Structure-reactivity relationships for β-galactosidase (Escherichia coli, lac Z). 3. Evidence that Glu-461 participates in bronsted acid-base catalysis of β-D-galactopyranosyl group transfer

Experiments are reported to determine the role of Glu-461 in the β-D- galactopyranosyl group transfer reaction catalyzed by β-galactosidase. E461G β-galactosidase catalyzes the hydrolysis of 4-nitrophenyl β-D- galactopyranoside through a galactosyl-enzyme intermediate that shows a high reactivity toward the anionic nucleophile azide ion, but no detectable reactivity toward the neutral nucleophile trifluoroethanol. By contrast, the galactosylated wild type enzyme is reactive toward trifluoroethanol but not anions. The change in specificity observed for the E461G mutant can be rationalized by a mechanism in which Glu-461 participates in general acid- base catalysis at the leaving group/nucleophile. The observed low activity of E461G β-galactosidase for hydrolysis of 2,2,2-trifluoroethyl β-D- galactopyranoside is due entirely to a wild type enzyme contaminant in our preparation of the mutant enzyme, and the mutant enzyme itself has essentially no catalytic activity for cleavage of this substrate.
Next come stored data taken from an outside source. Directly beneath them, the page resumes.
PR #1481, opened 2025-09-22
SY-2937: Setpoint Node Support and Test Case

nico-synnax:
# Issue Pull Request

## Linear Issue
[SY-2937(https://linear.app/synnax/issue/SY-2937/write-console-integration-tests)

## Description

Console UI Tests:
- Added support for "Setpoint" nodes
- Create SchematicNode class for future nodes to inheret from
- Created a new unit test
- Console:create_a_channel
- Dropdown selection function
- Test_case:get_value() function from synnax client

## Basic Readiness

- [ ] ~I have updated in-code documentation to reflect the changes.~
- [x] ~I have updated user-facing documentation to reflect the changes.~


integration/test/framework/test_case.py
```diff
@@ -503,6 +503,25 @@ def read_tlm(
...
+            if latest_value is not None and len(latest_value) > 0:
+                return float(latest_value)
+
+            # If read_latest is empty, read recent time range
+            now = sy.TimeStamp.now()
+            recent_range = sy.TimeRange(now - sy.TimeSpan.SECOND * 3, now)
+            frame = self.client.read(recent_range, channel_name)
+            if len(frame) > 0:
+                return float(frame[-1])
+
```
pjdotson, line 519: why do we need this case of reading the last 3 seconds?

integration/test/console/schematic.py
```diff
@@ -9,127 +9,236 @@
...
 
-class Schematic(Console):
-    """
-    Parent class for schematic tests
-    """
 
-    def setup(self) -> None:
-        super().setup()
-        self.create_page("Schematic")
+class SchematicNode(ABC):
```
pjdotson: `SchematicSymbol` seems like a better name

integration/test/console/schematic.py
```diff
@@ -9,127 +9,236 @@
...
+        edit_off_icon = self.page.get_by_label("pluto-icon--edit-off")
+        if edit_off_icon.count() > 0:
+            edit_off_icon.click()
 
-    def _get_node(self, node_id: str) -> Any:
-        if not node_id:
-            raise ValueError("node_id cannot be empty")
-        node = self.page.get_by_test_id(node_id)
-        node.locator("div").first.click()
+    def _click_node(self) -> Any:
```
pjdotson: do we need to return `Any` here?

integration/test/console/schematic.py
```diff
@@ -9,127 +9,236 @@
...
 
-    def add_schematic_value(
+    def set_label(self, label: str) -> None:
+        self._click_node()
+        self.page.get_by_text("Style").click()
+        label_input = (
+            self.page.locator("text=Label").locator("..").locator("input").first
+        )
+        label_input.fill(label)
+        self.label = label
```
pjdotson: just leaving a small comment to say that this is exactly how you should be writing functions to test this and this is great.

integration/test/console/console.py
pjdotson, line 1: It seems like these should be part of a `channel.py` file

integration/test/console/console.py
```diff
@@ -135,3 +136,71 @@ def ESCAPE(self) -> None:
     @property
     def ENTER(self) -> None:
         self.page.keyboard.press("Enter")
+
+    def create_a_channel(
+        self,
+        channel_name: str,
+        virtual: bool = False,
+        is_index: bool = False,
+        data_type: str = "Timestamp",
```
pjdotson: This should be a `sy.CrudeDataType`

integration/test/console/console.py
```diff
@@ -135,3 +136,71 @@ def ESCAPE(self) -> None:
...
+        channel_found = False
+        item_selector = self.page.locator(".pluto-list__item").all()
+        for item in item_selector:
+            if item.is_visible() and input_text in item.inner_text().strip():
+                item.click()
+                channel_found = True
+                break
+
+        if not channel_found:
+            raise RuntimeError(f"Could not find channel '{input_text}' in dropdown")
```
pjdotson, line 207: why is this channel_found if it is a general utility for selecting from a dropdown?

integration/test/console/schematic_set_output.py
```diff
@@ -0,0 +1,57 @@
...
+            CHANNEL_NAME,
+            data_type="Float64",
+            is_index=False,
+            index=INDEX_NAME,
+        )
+
+        setpoint_node = self.add_to_schematic("Setpoint", CHANNEL_NAME)
+        setpoint_node.move(-200, 0)
+
+        value_node = self.add_to_schematic("Value", CHANNEL_NAME)
```
pjdotson: It seems like I would rather call self.create_setpoint and self.create_value, and these internally call add_to_schematic?

integration/test/console/schematic_set_output.py
```diff
@@ -0,0 +1,57 @@
...
+        value_node.move(200, 0)
+
+        set_p_value = 47.23333333
```
pjdotson: why does it need to be precise down to like 8 digits?

integration/test/cases/console/schematic_set_output.py
```diff
@@ -0,0 +1,57 @@
...
+        value_node.move(200, 0)
+
+        set_p_value = 47.23333333
+        self._log_message(f"Verifying setpoint value: {set_p_value}")
+        setpoint_node.set_value(set_p_value)
+        actual_value = self.get_value(CHANNEL_NAME)
+
+        assert (
+            actual_value == set_p_value
+        ), f"Setpoint value mismatch!\nActual: {actual_value}\nExpected: {set_p_value}"
```
pjdotson, line 51: You shouldn't be using assertions in production code, they are mostly for debugging.

integration/test/console/schematic_edit_value_props.py
```diff
@@ -7,22 +7,20 @@
...
     Add a value component and edit its properties
     """
 
     def run(self) -> None:
 
         self._log_message("Checking default properties of schematic value")
-        # Create a schematic value with default properties
-        node_id = self.add_schematic_value(f"{self.name}_uptime")
-        default_props = self.get_schematic_value_props(node_id)
+        node = self.add_to_schematic("Value", f"{self.name}_uptime")
```
pjdotson: why do we want this _uptime suffix?

integration/test/console/schematic.py
pjdotson, line 1: you should split this file up some. I would make a schematic directory and then have a schematic.py, schematic_symbol.py, setpoint.py, value.py, etc. Generally a good rule of thumb is 1 class for file (we break this other places in the code base and it makes it hard to read, smaller files are better).

integration/test/console/schematic.py
```diff
@@ -9,127 +9,236 @@
...
+        self._click_node()
+
+        # Fill the input and set the value
+        value_input = self.node.locator("input[type='number'], input").first
+        value_input.fill(str(value))
+        set_button = self.node.locator("button").filter(has_text="Set")
+        set_button.click()
+
+
+class ValueNode(SchematicNode):
```
pjdotson: this class should just be called `Value`

integration/test/console/schematic.py
```diff
@@ -9,127 +9,236 @@
...
+    stale_timeout: int
+
+    def __init__(self, page: Page, node_id: str, channel_name: str):
+        super().__init__(page, node_id, channel_name)
+
+    def edit_properties(
+        self,
+        channel_name: Optional[str] = None,
+        properties: Optional[Dict[str, Any]] = None,
+    ) -> Dict[str, Any]:
```
pjdotson: instead of these `Dict[str, Any]` you should be able to define the properties - the only ones they can set are channel name, notation, precision like above.

integration/test/console/schematic.py
```diff
@@ -194,82 +303,158 @@ def get_schematic_value_props(self, node_id: str) -> Dict[str, Any]:
...
+    ) -> SchematicNode:
+        """Factory method to create node objects"""
+        if node_type.lower() == "value":
+            return ValueNode(self.page, node_id, channel_name)
+        elif node_type.lower() == "setpoint":
+            return SetpointNode(self.page, node_id, channel_name)
+        else:
+            raise ValueError(f"Unknown node type: {node_type}")
+
+    def add_to_schematic(
```
pjdotson: It seems like `create_node` and `add_to_schematic` should be one function called `create_symbol`, right?

integration/test/console/schematic.py
```diff
@@ -194,82 +303,158 @@ def get_schematic_value_props(self, node_id: str) -> Dict[str, Any]:
...
+        self, node_type: str, channel_name: str, properties: Dict[str, Any] = {}
+    ) -> SchematicNode:
```
pjdotson: But the problem with this api is this. You have this code in one of the tests:

```py
        setpoint_node = self.add_to_schematic("Setpoint", CHANNEL_NAME)
        setpoint_node.move(-200, 0)

        value_node = self.add_to_schematic("Value", CHANNEL_NAME)
        value_node.move(200, 0)
```

It would be way better to call this:

```py
        setpoint = self.create_setpoint( CHANNEL_NAME)
        setpoint.move(-200, 0)

        value = self.create_value(CHANNEL_NAME)
        value.move(200, 0)
```

integration/test/console/schematic.py
```diff
@@ -194,82 +303,158 @@ def get_schematic_value_props(self, node_id: str) -> Dict[str, Any]:
...
+    def create_node(
+        self, node_type: str, node_id: str, channel_name: str
+    ) -> SchematicNode:
+        """Factory method to create node objects"""
+        if node_type.lower() == "value":
+            return ValueNode(self.page, node_id, channel_name)
+        elif node_type.lower() == "setpoint":
+            return SetpointNode(self.page, node_id, channel_name)
+        else:
+            raise ValueError(f"Unknown node type: {node_type}")
```
pjdotson: See comment below, but it doesn't make sense that the general class will have to call all of the individual functions to create symbols here.

integration/test/console/schematic.py
```diff
@@ -194,82 +303,158 @@ def get_schematic_value_props(self, node_id: str) -> Dict[str, Any]:
...
+        }
+
+        if handle not in handle_positions:
+            raise ValueError(
+                f"Invalid handle: {handle}. Must be one of {list(handle_positions.keys())}"
+            )
+
+        return handle_positions[handle]
+
+    def click_on_pane(self) -> None:
```
pjdotson: please change this, a better pattern would just be to select the fit to view button

integration/test/console/schematic.py
```diff
@@ -194,82 +303,158 @@ def get_schematic_value_props(self, node_id: str) -> Dict[str, Any]:
...
+            self.set_label(channel_name)
+
+            # Navigate to Properties > Control tab
+            self.page.get_by_text("Properties").click()
+            self.page.get_by_text("Control").last.click()
+            self.set_channel("Command Channel", channel_name)
+
+        return properties
+
+    def set_control_authority(self, authority: int) -> None:
```
pjdotson: The control authority is not a property of the setpoint symbol but rather the whole schematic. This should not be defined here.

pjdotson (changes requested):
Something that you should be thinking about is how to better organize this directory for the code to run these tests and the actual tests. It seems like maybe we should have something like this:

integration
  - client
  - console
    - schematic
    - lineplot
    - etc.
  - core
  - driver
    - NI
    - OPC
    - etc.
  - framework
    - test_case
    - test_conductor
  - tests
    - press_sequence
    - ni_setup
    - etc.

this obviously will evolve but it would be good to start thinking about it now.

integration/test/framework/test_case.py
sy-nico: Arbitrary value chosen. 
I initially only included the first part of the function, but "None" kept being returned after setting the submitting the value, so I added the recent_range as a fallback.

integration/test/console/schematic.py
sy-nico: SB None

integration/test/console/schematic.py
sy-nico: * My first implementatio had the factory method within add_to_schematic, but I was unsure if it was more appropriate to keep it separate as we add support for the rest of the SchematicSymbols.

* Do you agree with "create_schematic_symbol" instead?

integration/test/console/schematic.py
nico-synnax: Clicking the fit-to-view button does not reset the bottom panel

Before:
image

After:
image


Is there another way that we could reset the Schematic symbols panel?
image

integration/test/console/schematic.py
sy-nico: Deleted set_control_authority()

integration/test/console/console.py
sy-nico: Was originally created for channels ans broadened for any drop down. Renaming to "item_found"

integration/test/console/schematic_set_output.py
sy-nico: Leftover from when I thought I could pull the text within a a Value Symbol. The intent was to set the value to something precise, set the value symbol precision to "2" and then verify that the text was "47.23" exactly.

However, since the text within a value node is drawn on the canvas, I am unable to query that data directly.

Regardless, I am updating that number to 47.23

integration/test/console/schematic_edit_value_props.py
sy-nico: Each test case automatically creates 3 channels _time, _uptime, and _state. Rather than creating a new channel, we can just use one that should already exist. We don't want to try to find an existing channel (such as tc_state), since those are subject to change.

integration/test/cases/console/schematic_set_output.py
sy-nico: Assertions are the standard way of validating results in test code (which this is meant to be)

integration/test/console/console.py
sy-nico: The entire test_case or a specific function? The intent of console.py is to provide a base class for testing specific user actions on the console (like a story of actions) as well as to test out the interface between the console and core

sy-nico: Paired this. Scoped to new ticket but this will buy us a lot in the future.
https://linear.app/synnax/issue/SY-2965/console-test-case-handling

integration/test/console/schematic.py
sy-nico: Going to instead just select the "Symbols" tab

integration/test/cases/latency/bench_report.py
pjdotson, line 1: If this file is in the `latency` folder it doesn't need to be called `bench_latency_report.py`, could just be called `bench_report.py`.

integration/test/cases/latency/bench_response.py
pjdotson, line 1: See above comment

integration/test/console/console.py
```diff
@@ -13,12 +13,15 @@
...
 
+import synnax as sy
 from playwright.sync_api import Browser, BrowserType, Page, sync_playwright
 
 
 class Console(TestCase):
     """
     Console TestCase implementation using Playwright
+
+    SY-2965: Break this out to Console & ConsoleCase
```
pjdotson: Could you remove this comment?

integration/test/console/schematic/symbol.py
pjdotson, line 1: This file should just be called `symbol.py` and the class should just be called `Symbol`

integration/test/console/schematic/symbol.py
```diff
@@ -0,0 +1,158 @@
...
+        self.symbol = self.page.get_by_test_id(self.symbol_id)
+        self.set_label(channel_name)
+
+    def _disable_edit_mode(self) -> None:
+        edit_off_icon = self.page.get_by_label("pluto-icon--edit-off")
+        if edit_off_icon.count() > 0:
+            edit_off_icon.click()
+
+    def _click_symbol(self) -> None:
+        self.symbol.click(force=True)
```
pjdotson, line 45: what does this `force=True` do?

integration/test/console/schematic/symbol.py
```diff
@@ -0,0 +1,158 @@
...
+            self.page.wait_for_timeout(500)
+
+            # Iterate through dropdown items
+            channel_found = False
+            item_selector = self.page.locator(".pluto-list__item").all()
+            for item in item_selector:
+                if item.is_visible() and channel_name in item.inner_text().strip():
+                    item.click()
+                    channel_found = True
+                    break
```
pjdotson, line 97: It seems like this snippet here is going to be widely use and should be put into a common function for the whole console

integration/test/console/schematic/schematic_symbol.py
```diff
@@ -0,0 +1,158 @@
...
+
+    def set_channel(self, input_field: str, channel_name: str) -> None:
+        if channel_name is not None:
+            channel_button = (
+                self.page.locator(f"text={input_field}")
+                .locator("..")
+                .locator("button")
+                .first
+            )
+            # Click on the selector and fille channel_name
```
pjdotson: typo

integration/test/console/schematic/schematic_symbol.py
```diff
@@ -0,0 +1,158 @@
...
+                    channel_found = True
+                    break
+
+            if not channel_found:
+                raise RuntimeError(
+                    f"Could not find channel '{channel_name}' in dropdown"
+                )
+
+    def get_properties(self) -> Dict[str, Any]:
+        return {}
```
pjdotson: Why does this function exist?

integration/test/console/schematic/schematic_symbol.py
```diff
@@ -0,0 +1,158 @@
...
+        grid_tolerance = 25
+        if (
+            abs(final_x - target_x) > grid_tolerance
+            or abs(final_y - target_y) > grid_tolerance
+        ):
+            raise RuntimeError(
+                f"Symbol {self.symbol_id} moved to ({final_x}, {final_y}) instead of ({target_x}, {target_y})"
+            )
+
+    def set_value(self, value: Any = None) -> None:
```
pjdotson: This seems specific to a setpoint, right?

integration/test/console/schematic/symbol.py
sy-nico: Marking as resolved because I started on the common function in the refactored Console class. It still needs some work, so I am adding a reminder comment on the next PR to clean it up.

https://github.com/synnaxlabs/synnax/blob/bbe2c4aabdece57b161fbd9f3d1b73ce33543fbd/integration/test/console/console.py#L77

[Link to comment on SY-2965 PR](https://github.com/synnaxlabs/synnax/pull/1485#issuecomment-3325067141)

integration/test/console/schematic/schematic_symbol.py
sy-nico: Removed

integration/test/console/schematic/schematic_symbol.py
sy-nico: Yes and this was also moved on [SY-2965](https://github.com/synnaxlabs/synnax/blob/bbe2c4aabdece57b161fbd9f3d1b73ce33543fbd/integration/test/console/schematic/setpoint.py#L44).
Moved it to setpoint.py for this PR

integration/test/console/schematic/symbol.py
sy-nico: This option bypasses the standard actionability checks that playwright does before interacting with an element (**such as ensuring the element is visible**).

When two elements are created and kept in their default positions, they will be centered on the screen and overlapping. Even if it is clickable, for some reason, Playwright might not consider it so. 

Setting to `true` tells playwright to click on the element anyway.

The alternative is to move a symbol every time it's created to a non-default position on the canvas. With this approach, we would still need to be cautious that we don't move a new node over top of an existing node.

integration/test/console/console.py
```diff
@@ -135,3 +136,72 @@ def ESCAPE(self) -> None:
...
+
+    def _select_from_dropdown(self, input_field: str, input_text: str) -> None:
+
+        channel_button = (
+            self.page.locator(f"text={input_field}")
+            .locator("..")
+            .locator("button")
+            .first
+        )
+        channel_button.click()
```
pjdotson, line 191: Don't call this `channel_button`

integration/test/console/schematic/setpoint.py
```diff
@@ -0,0 +1,56 @@
...
+
+            # Navigate to Properties > Control tab
+            self.page.get_by_text("Properties").click()
+            self.page.get_by_text("Control").last.click()
+            self.set_channel("Command Channel", channel_name)
+            applied_properties["channel"] = channel_name
+
+        return applied_properties
+
+    def set_value(self, value: Any = None) -> None:
```
pjdotson, line 44: Could just make the type of value be a `float` here

pjdotson (changes requested):
2 minor comments and the changing the folder structure (unless you do it on the other PR) and then you can merge it.

For merging
1) make sure to squash and merge
2) make sure the detailed description is something readable and not just all of the individual commit messages.

integration/test/console/console.py
sy-nico: Outdated as of SY-2965

Image

integration/test/console/schematic/setpoint.py
sy-nico: Resolved/Outdated as of SY-2965
image

PR #1485, opened 2025-09-23
SY-2965: Console Test Case - Component  Modularization

nico-synnax:
# Issue Pull Request

## Linear Issue

[SY-2965](https://linear.app/synnax/issue/SY-2965/console-test-case-modularization)

## Description
Split functionality fo playwright console control and console_test_case interface

## Basic Readiness


integration/console/channels.py
```diff
@@ -0,0 +1,72 @@
...
+#  included in the file licenses/APL.txt.
+
+from typing import TYPE_CHECKING
+
+import synnax as sy
+from playwright.sync_api import Page
+
+from ..console_page import ConsolePage
+
+if TYPE_CHECKING:
```
pjdotson, line 24: what is the point of this TYPE_CHECKING code? never seen it before.

integration/test/console/console_page.py
```diff
@@ -0,0 +1,169 @@
...
+        self.page.screenshot(
+            path=path,
+            clip=cast(FloatRect, clip_area),
+            animations="disabled",
+            omit_background=False,
+            type="png",
+            scale="device",
+        )
+
+    def move(self, direction: str) -> None:
```
pjdotson: for something like this, it makes more sense to have direction only be one of those options instead of having this valid_directions code below and having to raise a ValueError

integration/test/console/plot/plot.py
```diff
@@ -7,205 +7,151 @@
...
+            "Ranges": [],
+            "X1": None,
+        }
 
-        # Close any open dialogs first
-        self.page.keyboard.press("Escape")
-        time.sleep(0.2)
+    def add_Y(self, axis: str, channel_ids: Union[str, List[str]]) -> None:
+        if axis not in ("Y1", "Y2"):
+            raise ValueError(f"Invalid axis: {axis}. Must be 'Y1' or 'Y2'")
```
pjdotson: instead of raising this value error, you should just more strictly type the axis input

integration/test/console/plot/plot.py
```diff
@@ -7,205 +7,151 @@
...
+            self.console._select_from_dropdown_item(
+                channel, "input[placeholder*='Search']"
+            )
+            self.data[axis].append(channel)
+
+        self.console.ESCAPE
 
+    def add_ranges(self, ranges: List[str]) -> None:
+        """Add time ranges to the plot."""
+        valid_ranges = {"30s", "1m", "5m", "15m", "30m"}
```
pjdotson: same thing here with this valid_ranges pattern. don't make ranges a List[str]

integration/test/console/plot/plot.py
```diff
@@ -7,205 +7,151 @@
...
+        """Set X1 axis configuration."""
         self.set_axis("X1", config)
 
     def set_Y1_axis(self, config: Dict[str, Any]) -> None:
+        """Set Y1 axis configuration."""
         self.set_axis("Y1", config)
 
     def set_Y2_axis(self, config: Dict[str, Any]) -> None:
+        """Set Y2 axis configuration."""
         self.set_axis("Y2", config)
```
pjdotson: It does not make sense to have any of these set_X1, set_Y1, set_Y2 functions. just let people call set_axis and type the axis argument to only be these three values.

integration/console/plot.py
```diff
@@ -7,205 +7,151 @@
...
-                    f'Warning: Failed to set axis property "{key}" to "{value}": {e}'
-                )
-        self.ENTER
+                input_field = self.page.locator(selector)
+                if input_field.count() > 0:
+                    input_field.clear(timeout=5000)
+                    input_field.fill(str(value), timeout=5000)
+                    return
+            except Exception:
+                continue
```
pjdotson, line 124: why are we silently failing here?

integration/test/console/plot.py
```diff
@@ -7,205 +7,151 @@
...
+                if input_field.count() > 0:
+                    input_field.clear(timeout=5000)
+                    input_field.fill(str(value), timeout=5000)
+                    return
+            except Exception:
+                continue
+
+        raise RuntimeError(f"Could not find input field for {key}")
+
+    def _set_label_direction(self, value: Any) -> None:
```
pjdotson: why not have value be horizontal or vertical or x or y instead of Any?

integration/test/console/plot.py
```diff
@@ -7,205 +7,151 @@
...
+        """Set label direction button."""
+        direction = "arrow-up" if str(value).lower() == "up" else "arrow-right"
+        selector = f"label:has-text('Label Direction') + div button:has([aria-label='pluto-icon--{direction}'])"
+        self.page.locator(selector).click(timeout=5000)
+
+    def _set_label_size(self, value: Any) -> None:
```
pjdotson: again, lets remove this `Any` here and just only allow you to set sizes as xs, s, ...

integration/console/log.py
pjdotson, line 1: just remove this folder until we actually need it.

integration/console/schematic/schematic.py
```diff
@@ -7,62 +7,68 @@
...
-        setpoint_id = self._add_symbol_to_schematic("Setpoint")
+        """Create a setpoint symbol on the schematic."""
+        setpoint_id = self._add_symbol("Setpoint")
         setpoint = Setpoint(self.page, setpoint_id, channel_name)
         setpoint.edit_properties(channel_name=channel_name)
-
-        self._log_message(f"Added setpoint with channel {channel_name}")
         return setpoint
 
     def create_value(
```
pjdotson, line 74: This is fine right now but the better solution to think about how we get there is calling like create_symbol and you pass in a value or a setpoint class. Might be tricky to get that to work, but otherwise you need a separate function for each symbol type which is obviously not the right way to do this long-term.

integration/test/console/schematic/setpoint.py
```diff
@@ -40,3 +40,17 @@ def edit_properties(
             applied_properties["channel"] = channel_name
 
         return applied_properties
+
+    def set_value(self, value: Any = None) -> None:
```
pjdotson: shouldn't value be a number here?

integration/test/console/table.py
pjdotson, line 1: again, just remove this until we actually test tables.

integration/test/console/console_case.py
```diff
@@ -0,0 +1,143 @@
...
+
+import synnax as sy
+from playwright.sync_api import Browser, BrowserType, Page, sync_playwright
+
+
+class ConsoleCase(TestCase):
+    """
+    Console TestCase implementation using Playwright
+
+    SY-2965: Break this out to Console & ConsoleCase
```
pjdotson: remove this comment

integration/test/console/console_page/__init__.py
pjdotson, line 1: I think a better name for this folder / class is layout instead of console_page to match the directory structure in the console more.

PS when you are naming things (one of the [two hard problems](https://martinfowler.com/bliki/TwoHardThings.html) in computer science), you shouldn't generally have redundant parts of names like console/console_page. Page works just fine because you import it from console, unless you are another component already in the console. The exception to this is things like console/console.py where you have a class console. This is a pattern we follow in every part of our code base, so there is plenty of examples to look at.

integration/test/console/channels.py
```diff
@@ -0,0 +1,72 @@
...
+
+class Channels(ConsolePage):
+    """Console channels management interface"""
+
+    def __init__(self, page: Page, console: "Console"):
+        super().__init__(page, console)
+
+    def create(
+        self,
+        name: str,
```
pjdotson: for long list of arguments you should make sure that arguments have to be passed by name by making the second argument after `self` be `"*"`?

integration/test/console/console_case.py
```diff
@@ -0,0 +1,143 @@
...
+
+    def teardown(self) -> None:
+        self.browser.close()
+
+    def determine_browser(self) -> BrowserType:
+        """
+        Provide random coverage for all browsers.
+        """
+
+        browsers = ["chromium", "firefox", "webkit"]
```
pjdotson: you should just remove this assignment of the list then

integration/test/console/console_case.py
```diff
@@ -0,0 +1,143 @@
...
+        self,
+        channel_name: str,
+        virtual: bool = False,
+        is_index: bool = False,
+        data_type: sy.CrudeDataType = sy.DataType.TIMESTAMP,
+        index: str = "",
+    ) -> bool:
+        """
+        Will be deprecated.
+        Keeping around to remind me to check if exists in channels.py
```
pjdotson: Don't understand what you mean by this comment

integration/test/cases/console/tabs_open_close.py
```diff
@@ -60,26 +64,26 @@ def run(self) -> None:
...
         if self.page.get_by_text("New Component").count() > 0:
             self._log_message("All pages closed - 'New Component' screen visible")
         else:
-            self._log_message(
+            self.fail(
                 "FAILED: Pages still be open - 'New Component' screen not visible"
             )
-            self.fail()
 
     def open_page(self, page_name: str, inputs_items: list[str] = []) -> None:
```
pjdotson: A random thought - it might be good for integration tests where there are multiple ways of doing things like creating a page to have different private methods, then the public open page either randomly uses the new page button or the command palette.

integration/console/channels.py
sy-nico: This is used to avoid circular imports while maintaining type correct type annotations. There are a few other ways to do this, but we would lose type safety or have to import at runtime (slower)

integration/test/console/console_page/__init__.py
sy-nico: will rename to "page.py", but keeping the class name as "ConsolePage" to prevent conflicts with playwright.Page

integration/test/console/channels.py
sy-nico: I deliberately placed it after "name", but I will add it after "self" to better match channel/client.

integration/test/console/console_case.py
sy-nico: Just a reminder note 

Context: This function was moved from from ConsoleCase to ChannelClient and the ConsoleCase.create_a_channel() function no longer exists.

integration/test/cases/console/tabs_open_close.py
sy-nico: Love this idea

integration/console/schematic/schematic.py
sy-nico: Yeah I see what you're saying. I'll do that refactor when I add support for "button" symbols. After the work done in this PR, we are moving closer to that direction.

integration/console/log.py
sy-nico: Keeping log so that I can have more than two page types for the snap_pages_to_grid test. It's also fairly enough to configure, so that functionality is now being tested for.

integration/console/schematic/__init__.py
```diff
@@ -12,4 +12,4 @@
 from .symbol import Symbol
 from .value import Value
 
-__all__ = ["Schematic", "Symbol", "Value", "Setpoint"]
+__all__ = ["Plot", "Schematic", "Setpoint", "Symbol", "Value"]
```
pjdotson: why is Plot getting exported in the schematic folder?

integration/console/channels.py
pjdotson: Why do we have circular imports at all? The code sounds like it needs to be refactored to avoid it. Happy to talk about ways we can do that on a call.

PR #1496, opened 2025-09-28
SY-2969: Add more Console Test Cases

nico-synnax:
- PR opened on mobile app. Description pending


integration/console/schematic/button.py
```diff
@@ -0,0 +1,129 @@
...
+        mode_options = ["Fire", "Momentary", "Pulse"]
+        for option in mode_options:
+            try:
+                button = self.page.get_by_text(option).first
+                if button.count() > 0:
+                    class_name = button.get_attribute("class") or ""
+                    if "pluto-btn--filled" in class_name:
+                        props["mode"] = str(option).lower()
+                        break
+            except:
```
pjdotson: don't hide this exception here

integration/console/channels.py
```diff
@@ -197,16 +199,18 @@ def delete(self, names: ChannelNames) -> None:
...
-        if not self.existing_channel(name):
-            raise ValueError(f"Channel {name} does not exist")
+        exists, all_channels = self.existing_channel(name)
+        if not exists:
+            raise ValueError(f"Channel {name} does not exist in {all_channels}")
 
-        # Find the channel in the list and right-click it
-        self.show_channels()
+        # Find the channel in the list and delete it
+        # self.show_channels()
```
pjdotson: remove commented out code

integration/framework/test_case.py
```diff
@@ -449,13 +450,51 @@ def add_channel(
 
         self.tlm[tlm_name] = initial_value
 
-    def subscribe(self, channels: Union[str, List[str]]) -> None:
-        """Subscribe to channels. Can take either a single channel name or a list of channels."""
+    def subscribe(
+        self, channels: Union[str, List[str]], timeout: Optional[int] = 10
```
pjdotson: make this timeout a `sy.TimeSpan` instead of an int

integration/tests/console/simple_press_valves.py
pjdotson, line 1: where are the actual assertions on stuff like this? It's nice to have a control sequence example, but where do you test say that a valve looks filled when a last command is opened?

Remember that when you are devving this you are looking at the console run each time. During actual integration we won't be looking at the console or these tests unless the workflow fails. So these test cases should have a lot more assertions, calling `self.fail`, etc. than this one currently does.

pjdotson (changes requested):
3 super minor things and one longer one. If the longer one is going to take more than 20 minutes to do, than push it off for a separate ticket so we can focus on doing QA.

The substitution of glutamate at position 461 by glycine leads to a more than 500 000-fold reduction in the rate constant for enzymatic cleavage of the glycosidic bond to the strongly basic trifluoroethoxide leaving group (pK(a) = 12.4), but to a smaller 1300-fold reduction in the rate constant for cleavage of the bond to the more weakly basic 4-nitrophenoxide leaving group (pK(a) = 7.1). This corresponds to a more than 3.5 kcal/mol greater stabilization by Glu-461 of the transition state for the reaction of the substrate with the more basic trifluoroethoxide leaving group. These data are consistent with the conclusion that Glu-461 provides general acid catalysis of leaving group departure, which is most effective for cleavage of the relatively strong bonds to basic alkoxide leaving groups.